Oil Prices Face Downward Pressure Despite Geopolitical Tensions
Key Metrics
| Metric | Current Value | YoY Change | Target Level |
|---|---|---|---|
| Brent Crude | $73.6 | -38.4% | $65 |
| WTI Crude | < $70 | -41.3% | Support at $70 |
| Strait of Hormuz Traffic | 20M+ bbl/day | - | - |
Lead
Crude oil prices are facing significant downward pressure despite escalating tensions between the United States and Iran, with technical indicators signaling continued bearish momentum. The market appears to be pricing in a ceasefire scenario, with Brent targeting $65 and WTI struggling to hold above $70 support.
Current Market Conditions
Brent crude, the global benchmark, has fallen sharply from its year-to-date high of $119.4 to current levels around $73.6. Similarly, WTI has moved below the key psychological support level of $70. This decline has occurred despite intensifying geopolitical tensions in the Middle East.

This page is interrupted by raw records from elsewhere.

PR #8669, opened 2024-07-25
Refactor FixCasingAfterTitles to use class fields.

ivandrofly:
Extracted the arrays `_titles` and `_notChangeWords` as readonly class fields to reduce redundancy and improve readability. Adjusted the associated logic to reference these fields instead of creating new arrays within the method.

### DIFF
--- a/src/libse/Common/FixCasing.cs
+++ b/src/libse/Common/FixCasing.cs
@@ -159,24 +159,25 @@ namespace Nikse.SubtitleEdit.Core.Common
             return text;
         }
 
+        private readonly string[] _titles = { "Mrs.", "Miss.", "Mr.", "Ms.", "Dr." };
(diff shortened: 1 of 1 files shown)


src/libse/Common/FixCasing.cs
```diff
@@ -159,24 +159,25 @@ private static string FixEnglishAloneILowerToUpper(string input)
             return text;
         }
 
+        private readonly string[] _titles = { "Mrs.", "Miss.", "Mr.", "Ms.", "Dr." };
+        private readonly string[] _notChangeWords = { "does", "has", "will", "is", "and", "for", "but", "or", "of" };
```
ivandrofly, line 163: Moved outside 'cause `FixCasingAfterTitles` is being callow inside a foreach-paragraph
which would alloc `n*_titles + n*_notChangeWords`

PR #8752, opened 2024-08-20
Fixes edge cases for parsing milliseconds.

PoneyClairDeLune:
Discovered by @Jirehlov, this PR aims to fix edge cases where parsing the millisecond portion of the time codes doesn't have three digits.

Cannot install Visual Studio Community on Linux, and cannot compile SubtitleEdit on Linux due to a lack of WinForm, so this PR is not tested.


niksedk:
Thx for the info/fix :)

PR #8821, opened 2024-09-13
Improves/Add documentation

ivandrofly:
Enhanced the `FileUtil` and HtmlUtil classes by adding documentation


ivandrofly:
Since libse is packable it's good to have public methods documented

PR #8853, opened 2024-09-24
Use Tesseract 5.5.0 api instead of command line (pass bmp in memory, not in files)

ArturAlekseev:
Change TesseractDownloadUrl in DownloadTesseract5.cs to: "http://www.arturalekseev.ru/Files/tesseract550.zip" before compile (move it to your/github location).
Compiled build for testing: https://disk.yandex.ru/d/UGOQdjV_080Ljw
Source of tesseractapi.dll: https://github.com/ArturAlekseev/tesseractapi


ArturAlekseev:
I'v updated zip file with tesseract (not all dlls were there). It worked for me because I had tesseract 5.4.1 installed. Now I don't and you don't need to have it installed.

ArturAlekseev:
I'v updated it with tesseract 5.5.0.

Issue #13371, opened 2026-08-08
SE5 regressions: menu hijacks Ctrl+1, caret position persists, Shift+Enter issue


St0rmXtr00per:
Hi! Thank you for the new version! I really like it and very grateful. 

After switching to Subtitle Edit 5 from v4, I've run into a few workflow bugs regarding hotkeys and text input focus:

    1. Ctrl + 1..9 hijacked by top menu (breaks Ditto clipboard manager):
    Pressing Ctrl + 1 focuses the File tab instead of inserting clipboard items. The text field loses focus, and these shortcuts are not listed under Options -> Shortcuts to disable them.

    2. Caret position persists across subtitles:
    Moving to the next subtitle (via Enter, Down, or Alt + Down) keeps the caret at the same character index as the previous line instead of resetting to position 0. 

    3. Unwanted line break inside text via Shift + Enter:
    Pressing Shift + Enter inserts a new line inside the text box instead of doing nothing or committing the text. It often triggers by accident when typing uppercase text, and there is no way to remap or turn it off in Settings.

Please let me know if there is any way to fix it on my side or if you can fix it in the future updates. 

Thank you!

GrampaWildWilly:
Interesting.  I don't have a Ctrl+1 shortcut defined in beta 7.  The only Ctrl+digit shortcut that fires for me is Ctrl+4, which wants to import my SE 4 settings.  Maybe you migrated Ctrl+1 (and the others) from your SE 4.  In any case, I also use Ditto.  It is unfortunately true that different apps can define the same keystroke sequence for their own purposes & collisions can occur.  My take is you're out of luck with Ditto if you want to keep Ctrl+1.  I have set Ctrl+Shift+Alt+d (d for Ditto) as my keyboard shortcut.  It's a chord I can play with the fingers of my left hand.  I came up with this rather bizarre combination precisely because of a collision with a shortcut in another app.  I did have to get used to it at first but it's second nature now.  Nothing in SE collides with that . . . at the moment.  It might happen some day & then you'd have to change either the Ditto shortcut or the SE shortcut.  That's just the way it is.  I am using Ditto with SE quite successfully.

As for Shift+Enter, it does the same thing for me.  But then, Shift+Enter in Notepad++ does it as well.  I'm not sure that's a bug.

[...]

Issue #13111, opened 2026-08-03
SE 5.2.0 beta 2: Loss of keyboard navigation of the menu bar (continues #13083)


GrampaWildWilly:
Since #13083 is closed, I'm thinking it's best to just open a new issue.

Initial testing is that things are not improved.  On first open & after a couple of close/reopen cycles, Alt & F10 by themselves with no subtitle loaded just don't work.  I have to click on the menu bar with the mouse to get a menu to open.  When I do that, nothing is underlined so there's no little helpers to directly jump to menus or menu entries.  Navigation must be by arrow keys or the mouse.

By total accident I discovered that I can activate the menu bar via holding down Alt & then typing any of the 4 Arrow keys.  Then I get keyboard operation of the menus via arrows but there's still no underlines.  However, if you happen to remember what letters were underlined, are supposed to be underlined, they do still work.  For example, with the File menu open, r does cascade out the Reopen submenu.  With the Options menu open, h does open the Shortcuts dialog.  This is really weird.  After further fooling around with it, I've discovered that bare Alt is actually enough.  Follow that with an arrow key & you'll see that the menu bar is in fact activated.

With any menu open, Esc causes that menu to close & the highlight jumps back to the first entry on the menu bar (File).  But it does not deactivate the menu bar.  Alt+Tab away (to let's say Firefox) then back to SE should deactivate the menu bar, & that is supposed to be true whether a menu is open or not.  However, when you return to SE, any arrow key will confirm that the menu bar is still activated.

F10 appears to do nothing.  However, if you have the brainwave to hit F10, take your hands off the keyboard, then hit an arrow key, you will discover that F10 in fact did activate the menu bar.  You just don't get visual confirmation of this via the highlight on File that you're supposed to get.

Esc is supposed to deactivate the menu bar.  This is supposed to be true with no menu open, & with a menu open a second Esc is also supposed to deactivate the menu bar.  Not happening.

After a few closes & reopens, Alt by itself does activate the menu bar, although you don't see a highlight so you think it did nothing.  This is another one of those cases of your first execution of SE after a new release is special & odd things happen then that don't happen on later invocations.

With a menu open, opened either via Alt or F10, F10 appears to deactivate the menu bar.  Appearances are deceiving.  Even after several F10s in a row, you can still hit an arrow key & discover that the menu bar is still active.

[...]

Issue #12707, opened 2026-07-21
Incorrect cursor position in v5.1.0 rc11


lsmxpftz-cmyk:
When I use the shortcut “Go to next line and set video position” or “Go to next line” and then edit the subtitle in the text box, the cursor is not positioned at the beginning of the text. Instead, it automatically moves several characters forward.

<img width="690" height="400" alt="Image" src="https://github.com/user-attachments/assets/033efd28-1a78-4d59-99a5-c7b4719007cc" />

shanedk:
I'm seeing the same thing in English. The insertion point appears at the beginning of the text as in previous versions, but as soon as you start typing it shows up in the middle of the text somewhere.

niksedk:
Thanks for reporting :)

Fixed in #13097 - the cursor now always starts at the beginning of the text box when navigating lines, like in SE4.

Also added a new shortcut "Go to next subtitle and set cursor at end" (unbound by default, can be assigned in Options - Shortcuts).

PR #13379, opened 2026-08-08
Restore focus after activation loss and reset caret on grid navigation (#13371)

niksedk:
Fixes points 1 and 2 of #13371.

## 1. Ctrl+1..9 "hijacked by the top menu"

Not a shortcut collision — SE binds nothing on Ctrl+digit except `SetupLikeSe4Command` (Ctrl+4), menu headers use no digit mnemonics, and `MenuItem.InputGesture` is display-only in Avalonia. The reporter's Ctrl+1..9 are **Ditto's global hotkeys**, so SE never sees the keys at all.

What actually happens is a focus fallback. SE handles `Window.Deactivated` but had nothing on `Activated`. Another app taking focus and handing it straight back — a global hotkey from a clipboard manager, a launcher, a notification — leaves Avalonia without a focus target, and focus falls to the first focusable element in the window: the menu bar. "File" then looks activated, the text box loses its caret, and every following key is swallowed, because `OnKeyDownHandler` returns early while `IsMainMenuFocused()`. The same failure mode is already documented for #13111 in `InitListViewAndEditBox`.

The fix remembers the focused control on deactivation and restores it on re-activation, deferred and gated on focus having genuinely landed nowhere useful — so re-activating the window with a click keeps whatever the click focused, and the grid is the fallback.

## 2. Caret position persists across subtitles

A partial regression of the #12707 fix. The reset lives in `SelectAndScrollToRow`, which covers commanded jumps, but plain grid navigation (arrow keys, mouse) goes through `SubtitleGridSelectionChanged` instead. That path only calls `EditTextBox.ClearSelection()`, which collapses the selection to the caret without moving it — and since the text box is a TwoWay binding, Avalonia keeps `CaretIndex` when the bound text changes, so the new line inherited the previous line's clamped offset. Now reset on the same "row actually changed" condition.

## Not included

Point 3 (Shift+Enter inserting a line break) is standard `AcceptsReturn` behaviour and left as-is. The related line-limit bug — the max-lines limiter requires `KeyModifiers.None`, so Shift+Enter bypasses "limit number of lines" while plain Enter respects it — and the SE4-style "Shift+Enter goes to the next subtitle" request are better handled separately.

## Testing

`dotnet build` clean; full UI suite green (1729 passed, 1 skipped).

### DIFF
--- a/src/ui/Features/Main/MainView.cs
+++ b/src/ui/Features/Main/MainView.cs
@@ -55,6 +55,7 @@ public class MainView : ViewBase
             _vm.Window = hostWindow;
             _vm.Window.Closing += _vm.OnClosing;
             _vm.Window.Deactivated += _vm.OnWindowDeactivated;
+            _vm.Window.Activated += _vm.OnWindowActivated;
             _vm.Window.Loaded += (_, _) =>
             {
                 _vm.OnLoaded();
--- a/src/ui/Features/Main/MainViewModel.cs
+++ b/src/ui/Features/Main/MainViewModel.cs
@@ -382,6 +382,7 @@ public partial class MainViewModel :
     FindViewModel? _findViewModel;
     Control? _findPreviousFocus;
     Control? _focusBeforeMainMenu;
+    Control? _focusBeforeWindowDeactivated;
     bool _altClosesMainMenuOnKeyUp;
     readonly AltMenuActivationGuard _altMenuActivationGuard = new();
     bool _findClosingProgrammatically;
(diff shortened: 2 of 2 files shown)


St0rmXtr00per:
@niksedk Thank you very much for solving these issues! Huge respect and thanks for one of my very favorite programs. SE5 has so many good things, looks and works so much better! 

As for the third "issue" (shift+enter) I agree with your verdict. If there was an option to assign shift+enter as a hotkey for jumping to the next line and thus turning off the the standard AcceptsReturn behavior it would be great in my view. I think either previous version of SE or Aegisub had this hotkey as a default that's why I adopted it. But I agree it's not that crucial, this I and others can relearn. 

Thank you once again! Will be waiting for the updates. God bless!

Issue #13325, opened 2026-08-07
SE 5.2.0 beta 6: Additional problems dealing with first caption of a subtitle file


GrampaWildWilly:
I put a problem report inside a closed Pull Request #13306.  Even though what I discovered is closely related to the issue handled by the Pull Request, it's probably a bad idea to put a problem report inside a Pull Request.  Anyway, I retested the issue in beta 6 & it's still happening.  So go read that Pull Request to find the problem report.

GrampaWildWilly:
The part of the problem in the Pull Report dealing with the obscured popup context menu also applies to any cascaded submenu subordinate to the popup context menu.

GrampaWildWilly:
This was originally framed as a problem with the first caption of a subtitle file.  But I believe that since that original problem has been fixed, the issues in question here in fact apply to any caption in a subtitle file, not just the first.

GrampaWildWilly:
In beta 7 this has not been fixed.  When you type the Delete key on a caption, the delete confirmation dialog comes up looking like it's in foreground.  But it's faking.  You can tell because the buttons in the dialog are all gray.  One of them should be whatever color you've chosen for active buttons.

The other half of the issue is also still present.  If instead you pop up the context menu on a caption in the grid, the menu is still obscured by the undocked Audio visualizer.

These things are true on all captions, not just the first.

GrampaWildWilly:
Oh no!

<img alt="#01" src="https://github.com/user-attachments/assets/d4111c4e-1b6f-42c0-b1c6-7d27452b2d34" />

The Delete key pops up the delete confirmation dialog in foreground now, but this issue with the popup context menu is still happening in beta 9.

GrampaWildWilly:
Oops.  Of course I meant beta 8.  And I did try the Delete entry on the context menu & it does also give the delete confirmation dialog in foreground.

GrampaWildWilly:
With beta 9, popping up a context menu on a line in the grid is still obscured by the undocked Audio visualizer.

PR #13399, opened 2026-08-09
Fix #13398: keep foreground on the dialog that triggered an undock rebuild

### LINKED ISSUE #13398: SE 5.2.0 beta 8: Settings focus anomaly, possibly regression
We've dealt with so many of these I can't remember if we've dealt with this particular one before.  I know the Settings dialog didn't used to come up properly in foreground on top of the undocked Audio visualizer but that's solved.  Still solved, I must add.  I don't know if this is a problem worth addressing or even a problem at all.  But when I open Settings, the undocked Audio visualizer goes out of sight.  I saw this with something else the other day as well.  I'm beginning to assume this is intentional behavior that does NOT need to be addressed.  When the current sequence is done, the Audio visualizer does float back up into view like it's supposed to.

So I traversed around the Settings dialog with Tab until I came to the end.  I had changed one setting so I typed Spacebar on Apply.  Everything flickered & the Settings dialog was still on top.  Very careful observation showed that the Audio visualizer briefly flickered into view then disappeared again.  But Settings was not in foreground.  The window title bar didn't have the right color.

It was unclear what was in foreground at that point.  The Audio visualizer was still out of sight.  The main SE window title bar color also indicated it was not in foreground.  A little experimenting (hitting Left/RightArrow) showed that the undocked video player was in foreground.  Possibly the out-of-view Audio visualizer was in foreground, but that would be rather anomalous.  I even think of that because when it is in foreground, the Arrow keys also reposition the video.  I think it's more likely that the video player was in foreground.  The Alt+Tab ribbon did show the undocked video player top left, so that's pretty strong confirmation it was in foreground.

Continuing Alt+Tab brought Settings into foreground again.  Then Tab followed by Spacebar activated OK & everything went back to normal.  The Settings dialog closed, the main window came to foreground, & the Audio visualizer hovered back into view like it's supposed to.

I thought you created some kind of central service routine that was supposed to globally fix these failed foreground issues for all windows current & future.  I guess this is one that is too special for that.

niksedk:
Fixes #13398.

## What happens

With the video controls undocked, **Settings → Apply** leaves the Settings dialog visible but *deactivated*, with an undocked window in front. @GrampaWildWilly had to Alt+Tab back to the dialog to reach OK.

## Why

`Apply` calls `MainViewModel.ApplySettings`, which in undocked mode runs `VideoUndockControls` to rebuild the layout. That closes **both** undocked tool windows and re-creates them via `WindowService.ShowIndependentWindow` — which ends in:

```csharp
window.Show();
window.Focus();
```

So the rebuild takes foreground, even though the dialog that asked for it is still open.

This also explains the flicker in the report ("the Audio visualizer briefly flickered into view then disappeared again"): the freshly shown windows come up topmost, and `KeepTopmostWhileOwnerActive` immediately drops them again because the dialog's `SuspendUndockedTopmost` is still held.

Worth saying explicitly, since the issue asks about it: the central suspension service from #13325/#13362 was working correctly here. It governs **Z-order**, not **activation** — it has no way to stop an explicit `Focus()` call on a newly shown window. That is why this one slipped past it.

## Fix

Remember which window was in front before the rebuild, and hand activation back once both undocked windows exist — posted at `Background` priority so the two `Show()`/`Focus()` calls have settled first.

The candidate must be neither the main window nor either undocked tool window. That keeps the change tightly scoped:
- undocking from the menu (no dialog in front) behaves exactly as before;
- the two windows being destroyed and re-created can never be picked as the reactivation target.

## Test plan

- [x] `dotnet test tests/UI/UITests.csproj` — 1772 passed
- [x] `dotnet build src/ui/UI.csproj -c Release`
- [ ] **Needs manual verification** (I could not reproduce this without a GUI session): undock the video controls, open Settings, change a setting, press Apply — the Settings dialog should stay in foreground, and the undocked windows should stay behind it until the dialog closes.
- [ ] Regression check: undock/redock from the menu with no dialog open still leaves the main window in front.

I have not added an automated test. The existing `SuspendUndockedTopmostTests` cover the ref-counted service, but window *activation* is not observable headlessly — `Window.IsActive` is read-only and needs a real desktop lifetime — so a test here would have to abstract away the very thing being fixed.

### DIFF
--- a/src/ui/Features/Main/MainViewModel.cs
+++ b/src/ui/Features/Main/MainViewModel.cs
@@ -6536,6 +6536,13 @@ public partial class MainViewModel :
 
         Dispatcher.UIThread.Post(() =>
         {
+            // Rebuilding the undocked windows below ends in ShowIndependentWindow, which does
+            // Show() + Focus() - so it takes foreground. Settings -> Apply reaches here through
+            // ApplySettings while its own dialog is still open, which left that dialog visible
+            // but deactivated and an undocked window in front of it (#13398). Remember a
+            // foreground dialog now and hand activation back once both windows exist.
+            var windowToReactivate = GetActiveWindowOtherThanMainAndUndocked();
+
             AreVideoControlsUndocked = true;
 
             var position = vp.Position;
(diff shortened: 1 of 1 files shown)


GrampaWildWilly:
Breathtaking speed, as usual.  You're setting a high bar for yourself.  Anyway, don't worry about test cases.  I will retest when you put up beta 9 tomorrow night.  Do you ever sleep?

niksedk:
> Breathtaking speed, as usual. You're setting a high bar for yourself. Anyway, don't worry about test cases. I will retest when you put up beta 9 tomorrow night. Do you ever sleep?

I do not sleep enough :)

Hopefully the number bugs will go down at some point... ;)

PR #13403, opened 2026-08-09
Fix ASSA tag scan in StrippableText.FixCasing

ivandrofly:
## Summary
Fix two index bugs in the ASSA tag scan of `StrippableText.FixCasing`:

- Pair each `{` with the first `}` **after it**, instead of searching both braces from the same start index. A stray `}` before the first `{` (e.g. `a} b {\i1}`) no longer aborts the scan.
- Resume the scan after the inserted id. The old `idx = end + 1` used an index into the string as it looked *before* `Remove`/`Insert` changed its length, so any tag longer than the 7 char id (`_@1000_`) made the loop skip every following tag.
- Fix the typo in the method name: `ReplacAssaTagsRemove` -> `ReplaceAssaTagsRemove`.

### Why it matters

A tag that the scan skips stays literal in `StrippedText` while casing is fixed, and `}` is one of the `breakAfterChars` - so the word after it was uppercased in the middle of a sentence:

| input | before | after |
|---|---|---|
| `one {\an8\pos(1,2)} two {\i1} three {\b1} four` | `... two {\i1} Three {\b1} Four` | `... two {\i1} three {\b1} four` |
| `a} b {\i1} c` | `a} B {\i1} C` | `a} B {\i1} c` |

This also removes an inconsistency: lines whose tags were all short (<= 7 chars) already behaved the way this PR now makes every line behave.

## Test plan
- [x] `dotnet test tests/libse/LibSETests.csproj` - 984 passed
- [x] Two new regression tests in `StrippableTextFixCasingTest`, both verified to fail on `main` and pass here
- [x] Differential run of `FixCasing` over tagged lines (`{\p1}` drawings, unclosed `{`, `{}`, multiple inline tags, leading `{\an8}`) - the only output changes are the spurious uppercases shown above

## Not addressed (pre-existing)
Tag ids start at `idName = 1000`, but the two id lookups in `FixCasing` rebuild them as `$"_@{i}_"` from the list index, so they never match a tag entry. When a tag id follows a sentence break, the loop uppercases the id's leading `_` and clears `lastWasBreak`, so the real word is never capitalized - `hello. {\i1}how are you?` keeps `how` lowercase both before and after this PR.

### DIFF
--- a/src/libse/Common/StrippableText.cs
+++ b/src/libse/Common/StrippableText.cs
@@ -200,7 +200,6 @@ namespace Nikse.SubtitleEdit.Core.Common
                             lower = StrippedText.ToLowerInvariant();
                         }
                     }
-
                     if (start + 3 > lower.Length)
                     {
                         start = lower.Length + 1;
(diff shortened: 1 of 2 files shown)


niksedk:
Rebased onto main and pushed a follow-up commit:

- kept `ReplaceAssaTagsRemove` as the name (typo fix only) — it replaces ASSA tags with ids, while `ReplaceNames1Remove` is the one that replaces names, so `ReplaceNamesWithIds` blurred the two
- `closeIndex < 0` instead of `closeIndex < openIndex`: `IndexOf` from `openIndex + 1` can never return a smaller index, so `-1` was the only case the old comparison caught
- reverted the unrelated blank line in `ReplaceNames1Remove`
- added two regression tests, both verified to fail on `main`: tags following a tag longer than the 7-char id, and a stray `}` before the first `{`

Nice catch on the resume index — the skipped tags were being casing-fixed as plain text, which is where the stray uppercase after `}` came from. Thanks!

| Indicator | Status | Implication |
|---|---|---|
| Brent Price | $73.6 | Below 61.8% Fibonacci retracement |
| WTI Price | < $70 | Below key support level |
| Moving Averages | Bearish crossover (50/100-day) | Confirms downward trend |
| Momentum Indicators | RSI and MACD downward | Bearish momentum continues |
Geopolitical Context
The ceasefire agreement between the United States and Iran is showing signs of strain as the two countries exchanged strikes over the weekend. This followed Iran's attacks on a Singapore-flagged oil tanker, prompting US retaliation against Iranian targets.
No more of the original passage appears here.